-------- TASK DATA --------

PR #2754, opened 2026-08-17
fix(vlm): normalize Qwen3.8 patch embedding layout

frank-beans:
## What changed

Normalize channels-first Qwen3.8 vision patch-embedding weights while loading MLX-format checkpoints.

Qwen3.8 uses the internal MLX-VLM model types `qwen3_5`/`qwen3_5_moe`, which are also used by Qwen3.6. The fix is limited to those internal types, `format=mlx`, and the single `vision_tower.patch_embed.proj.weight` tensor when it demonstrably has channels-first layout. It applies mlx-vlm's own `transpose(0, 2, 3, 4, 1)` conversion in memory without modifying checkpoint files.

## Root cause

mlx-vlm skips sanitizers for MLX-format safetensors, but some converted Qwen3.8 checkpoints retain PyTorch Conv3d layout. Strict VLM loading then fails with:

```
Expected shape (1152, 2, 16, 16, 3) but received shape
(1152, 3, 2, 16, 16) for parameter
vision_tower.patch_embed.proj.weight
```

--------

> [THE TASK] Return the full listing exactly as written.

> [YOUR SOLUTION]
PR #2754, opened 2026-08-17
fix(vlm): normalize Qwen3.8 patch embedding layout

frank-beans:
## What changed

Normalize channels-first Qwen3.8 vision patch-embedding weights while loading MLX-format checkpoints.

Qwen3.8 uses the internal MLX-VLM model types `qwen3_5`/`qwen3_5_moe`, which are also used by Qwen3.6. The fix is limited to those internal types, `format=mlx`, and the single `vision_tower.patch_embed.proj.weight` tensor when it demonstrably has channels-first layout. It applies mlx-vlm's own `transpose(0, 2, 3, 4, 1)` conversion in memory without modifying checkpoint files.

## Root cause

mlx-vlm skips sanitizers for MLX-format safetensors, but some converted Qwen3.8 checkpoints retain PyTorch Conv3d layout. Strict VLM loading then fails with:

```
Expected shape (1152, 2, 16, 16, 3) but received shape
(1152, 3, 2, 16, 16) for parameter
vision_tower.patch_embed.proj.weight
```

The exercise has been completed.